- **WHAT TO WORK ON**: Locate, in the data below, the line that contains "PR #347, opened 2020-01-08" and the line that contains "-38,26 +38,39 @@"; reproduce exactly those two lines and every line between them, nothing more.

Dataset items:
╔══

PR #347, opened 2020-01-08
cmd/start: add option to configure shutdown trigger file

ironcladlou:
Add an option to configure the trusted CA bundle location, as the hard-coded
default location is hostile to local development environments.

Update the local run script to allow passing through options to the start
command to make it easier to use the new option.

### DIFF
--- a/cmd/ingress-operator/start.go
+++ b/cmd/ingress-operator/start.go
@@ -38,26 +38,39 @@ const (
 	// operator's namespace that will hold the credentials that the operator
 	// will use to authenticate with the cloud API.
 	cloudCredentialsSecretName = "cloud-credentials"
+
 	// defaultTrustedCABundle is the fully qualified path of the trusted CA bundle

╚══
╔══

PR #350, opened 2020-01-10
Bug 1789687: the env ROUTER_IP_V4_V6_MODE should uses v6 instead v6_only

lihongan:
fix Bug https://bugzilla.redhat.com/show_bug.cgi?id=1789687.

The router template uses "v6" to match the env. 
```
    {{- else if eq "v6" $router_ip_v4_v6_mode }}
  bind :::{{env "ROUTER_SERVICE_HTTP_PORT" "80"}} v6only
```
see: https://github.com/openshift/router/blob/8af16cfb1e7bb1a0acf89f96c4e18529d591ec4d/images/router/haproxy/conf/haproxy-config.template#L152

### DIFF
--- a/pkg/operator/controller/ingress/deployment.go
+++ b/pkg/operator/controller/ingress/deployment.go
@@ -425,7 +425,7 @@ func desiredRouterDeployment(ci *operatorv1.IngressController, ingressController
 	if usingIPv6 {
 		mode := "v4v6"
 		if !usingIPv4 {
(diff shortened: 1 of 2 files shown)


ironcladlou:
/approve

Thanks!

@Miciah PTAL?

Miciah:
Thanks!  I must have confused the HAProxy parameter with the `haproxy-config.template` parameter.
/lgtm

╚══

- **WRITTEN SOLUTION**:
PR #347, opened 2020-01-08
cmd/start: add option to configure shutdown trigger file

ironcladlou:
Add an option to configure the trusted CA bundle location, as the hard-coded
default location is hostile to local development environments.

Update the local run script to allow passing through options to the start
command to make it easier to use the new option.

### DIFF
--- a/cmd/ingress-operator/start.go
+++ b/cmd/ingress-operator/start.go
@@ -38,26 +38,39 @@ const (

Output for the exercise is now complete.